Dat hun moeder gelukkig is. Dat hun vader gelukkig is. Dat hun ouders normaal over elkaar praten tegen de kinderen en tegen anderen. Dat hun ouders geen ruzie maken.
Een scheiding betekent voor kinderen een verandering. Iets waar zij doorheen kunnen komen, echter zorgen de blijvende conflicten voor onrust bij kinderen.

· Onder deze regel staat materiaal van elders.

Issue #185, opened 2018-02-20
New changes to site are failing due to `yarn test` not being found


asachs01:
@grepory @jamesdphillips  I'm not exactly sure where to go on this one.  But based on https://travis-ci.org/sensu/sensu-docs-site/jobs/343926001 and #183  it seems like the index rebuilding is failing w/ Travis?

grepory:
I'll take a look today.

grepory:
Sorry about that @asachs01. #187 should take care of that.

PR #187, opened 2018-02-20
Add yarn test placeholder script

grepory:
Travis CI seems to run `yarn test` which I didn't expect. This adds a placeholder test script and the test script definition in `packages.json`.


grepory:
closes #185

PR #188, opened 2018-02-20
Update contributing

asachs01:
Can I get a 👍 @mbbroberg ?


mbbroberg (changes requested):
"written for all versions of the product you write it for" doesn't quite make sense to me. I think we want to ask people to submit a guide to a **specific** version and any other versions in which it applies. It'd be great to link to a commit that does this, though that doesn't have to gate us here. 

On the OS-specification, I thought CentOS was the default that's been discussed so far. If not, it'd do us well to take a step back and gauge what is best for users base by reviewing known environments and, if we don't have enough data, surveying users if needed.

mbbroberg (approved):
Looking good.

PR #193, opened 2018-02-22
Port hooks reference guide

### LINKED ISSUE #204: Reference/Hooks
Create a "Hooks" section in Sensu 2.0 "Reference": #149

nikkictl:
Signed-off-by: Nikki Attea <nikki@sensu.io>

Ports documentation on hooks.
Closes #204


content/sensu-core/2.0/reference/hooks.md
```diff
@@ -0,0 +1,96 @@
...
+menu:
+  sensu-core-2.0:
+    parent: reference
+---
+
+# Hooks
+
+### What are hooks?
+
+Hooks are commands run by the Sensu client in response to the result of a check, mutator, or handler execution. The Sensu client will execute the appropriate configured hook command, depending on the execution status (e.g. 1). The hook command output, status, executed timestamp, and duration are captured and published in the event result. Hook commands can optionally receive JSON serialized Sensu client data via STDIN.
```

Soms is het als ouders ‘moeten communiceren met elkaar’ juist een factor die bijdraagt aan onrust. ‘Maar goed’, zal er gezegd worden, ‘wanneer je samen kinderen hebt, is toch een vorm van communicatie over de kinderen nodig toch?’ Jazeker, alleen wat er veelal gebeurt is dat binnen de communicatie over de kinderen de dynamiek vanuit het ex-partnerschap de boventoon gaat voeren. Het gaat ‘over de kinderen’ maar met een laag er doorheen waardoor het belang van de kinderen naar de achtergrond verdwijnt.
Het is niet zo dat ouders niet kunnen communiceren.
Dat lukt ze bijvoorbeeld prima met hun kinderen of met opa en opa en vrienden alsmede met collega’s. Het lukt ze alleen niet met elkaar. Hier kan een andere communicatiestijl aan ten grondslag liggen. Binnen de relatie kunnen er triggers zijn ontstaan waardoor het niet lukt om neutraal richting elkaar te blijven. Vaak sijpelen er ook nog eens eigen jeugdervaringen doorheen.
Wanneer professionals ouders afzonderlijk spreken, kunnen er opeens veel raakvlakken naar voren komen in wat ouders eigenlijk voor hun kinderen willen en kan er naar voren komen wat een ouder zelf nodig heeft om in zijn of haar kracht te kunnen staan. Juist door individueel met ouders aan de slag te gaan, kan het eigen verhaal van een ouder worden gehoord en kunnen er patronen naar voren komen die in gezamenlijke trajecten onzichtbaar blijven. Soms komt er naar voren dat het slechts één van de ouders is die de boel stagneert en meer gerichte hulp voor deze ouder in moet worden gezet, terwijl de andere reflecteert en meewerkt. Eigen taken kunnen dankzij parallel ouderschap goed zichtbaar worden.
Wanneer kinderen uitleg krijgen in een begrijpelijke taal dat het hun ouders niet lukt om samen te communiceren, maar dat er een parallelle vorm van ouderschap wordt vormgegeven omwille van hun belangen, zullen kinderen dit begrijpen. Het is niet altijd de ideale situatie voor kinderen, maar de scheiding was dat voor kinderen ook niet. Geen conflicten meer. Ouders die door kunnen. En zo ook kinderen die door kunnen.
Er zal steeds per situatie bekeken moeten worden of ouders meer gebaat zijn bij een coöperatieve vorm van ouderschap of dat een parallelle vorm uitkomst biedt met de focus op de eigen taken van iedere ouder.
Het belangrijkste van alles is dat bij beide vormen van ouderschap een regeling voor de kinderen kan blijven lopen of weer in gang kan worden gezet. Of er nu sprake is van een coöperatieve vorm van ouderschap of een parallelle vorm. Contact tussen de kinderen en hun ouders zou als eerste voorwaarde mogen worden gesteld. Omdat het gaat om hun belang. Omdat de kinderen daar bij gebaat zijn. Omdat hun ontwikkeling voorop mag staan. Omdat zij hun beide ouders nodig hebben, met elkaar communicerend of niet, maar wel in relatie met hun als kind.
Of het dan gaat om een week op week af regeling is, een 9-5 regeling, een 10-4 regeling of een 2-2-5-5- regeling. Een regeling is essentieel voor kinderen.
Laat kinderen dus niet in de wachtkamer zitten om een relatie te kunnen hebben met de belangrijkste personen in hun leven, hun ouders. Daar hebben zij NU de tijd voor nodig. Iedere dag, iedere week, ieder jaar.
Geen conflicten meer. Ouders die door kunnen. En zo ook kinderen die door kunnen.‘Dat hebben de kinderen nodig.’